*** Opening RECORDED INFORMATION ***

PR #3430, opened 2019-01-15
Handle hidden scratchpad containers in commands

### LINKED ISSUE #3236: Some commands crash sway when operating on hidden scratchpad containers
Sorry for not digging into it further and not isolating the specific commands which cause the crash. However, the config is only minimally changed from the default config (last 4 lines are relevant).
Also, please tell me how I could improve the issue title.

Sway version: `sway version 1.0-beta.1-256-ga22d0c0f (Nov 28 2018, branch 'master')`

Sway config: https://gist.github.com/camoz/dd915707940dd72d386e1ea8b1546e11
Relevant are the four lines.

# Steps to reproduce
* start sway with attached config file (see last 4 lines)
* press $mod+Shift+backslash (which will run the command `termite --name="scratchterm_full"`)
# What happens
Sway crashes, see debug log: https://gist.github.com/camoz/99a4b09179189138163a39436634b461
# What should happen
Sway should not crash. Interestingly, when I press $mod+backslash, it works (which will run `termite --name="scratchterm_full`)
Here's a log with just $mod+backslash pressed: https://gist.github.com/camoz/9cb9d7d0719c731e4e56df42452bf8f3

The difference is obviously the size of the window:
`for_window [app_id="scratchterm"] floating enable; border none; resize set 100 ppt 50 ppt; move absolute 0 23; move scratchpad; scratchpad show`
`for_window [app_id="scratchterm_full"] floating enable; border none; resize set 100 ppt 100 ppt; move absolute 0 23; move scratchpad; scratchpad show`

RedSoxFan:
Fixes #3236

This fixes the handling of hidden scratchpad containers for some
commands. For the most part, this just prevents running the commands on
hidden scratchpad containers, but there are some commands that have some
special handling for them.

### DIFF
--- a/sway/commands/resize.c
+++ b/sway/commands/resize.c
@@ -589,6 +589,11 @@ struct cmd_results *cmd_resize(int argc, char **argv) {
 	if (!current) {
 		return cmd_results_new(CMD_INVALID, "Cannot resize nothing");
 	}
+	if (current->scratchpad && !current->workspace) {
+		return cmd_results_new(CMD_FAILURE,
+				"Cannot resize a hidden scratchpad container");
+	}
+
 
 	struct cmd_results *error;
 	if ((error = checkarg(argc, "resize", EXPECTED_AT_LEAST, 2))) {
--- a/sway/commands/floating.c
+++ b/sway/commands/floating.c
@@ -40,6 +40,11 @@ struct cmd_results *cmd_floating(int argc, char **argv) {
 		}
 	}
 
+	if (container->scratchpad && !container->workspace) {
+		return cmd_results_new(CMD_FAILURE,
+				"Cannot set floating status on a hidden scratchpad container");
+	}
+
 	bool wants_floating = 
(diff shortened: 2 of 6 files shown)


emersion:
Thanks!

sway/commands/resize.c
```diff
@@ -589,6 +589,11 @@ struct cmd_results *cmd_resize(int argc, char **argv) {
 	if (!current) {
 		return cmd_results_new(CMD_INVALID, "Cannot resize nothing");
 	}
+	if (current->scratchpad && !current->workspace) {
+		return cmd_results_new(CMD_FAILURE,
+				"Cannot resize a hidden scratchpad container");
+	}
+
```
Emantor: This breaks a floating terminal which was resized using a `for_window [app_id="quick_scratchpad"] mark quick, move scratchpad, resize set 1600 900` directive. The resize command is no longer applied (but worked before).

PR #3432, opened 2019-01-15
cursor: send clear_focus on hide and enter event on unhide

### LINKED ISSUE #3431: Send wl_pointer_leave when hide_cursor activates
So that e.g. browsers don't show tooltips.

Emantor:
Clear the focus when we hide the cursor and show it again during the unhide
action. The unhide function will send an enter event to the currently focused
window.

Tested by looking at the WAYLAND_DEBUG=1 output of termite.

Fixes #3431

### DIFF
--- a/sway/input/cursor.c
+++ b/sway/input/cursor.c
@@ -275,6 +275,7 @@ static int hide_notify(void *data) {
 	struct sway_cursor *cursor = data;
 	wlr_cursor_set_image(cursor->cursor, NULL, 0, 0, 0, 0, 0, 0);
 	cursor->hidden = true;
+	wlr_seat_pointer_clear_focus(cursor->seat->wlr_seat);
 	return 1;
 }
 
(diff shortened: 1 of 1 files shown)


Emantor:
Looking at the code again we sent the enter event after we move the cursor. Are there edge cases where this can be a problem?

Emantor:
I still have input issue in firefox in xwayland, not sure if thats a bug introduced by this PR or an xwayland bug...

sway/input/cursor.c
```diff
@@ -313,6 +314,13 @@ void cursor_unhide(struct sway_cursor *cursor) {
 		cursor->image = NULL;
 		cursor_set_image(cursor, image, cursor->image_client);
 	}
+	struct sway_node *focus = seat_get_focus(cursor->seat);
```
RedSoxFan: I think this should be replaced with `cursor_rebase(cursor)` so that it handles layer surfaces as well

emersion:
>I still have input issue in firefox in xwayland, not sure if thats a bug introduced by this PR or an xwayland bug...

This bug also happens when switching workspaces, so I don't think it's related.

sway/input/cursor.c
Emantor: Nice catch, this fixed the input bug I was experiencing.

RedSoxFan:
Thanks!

*** Closing RECORDED INFORMATION ***

● EXERCISE REQUIREMENTS
All lines of the entries containing the string "shortened" must be shown in full.

● SOLUTION FOR THIS PROBLEM
(diff shortened: 2 of 6 files shown)
(diff shortened: 1 of 1 files shown)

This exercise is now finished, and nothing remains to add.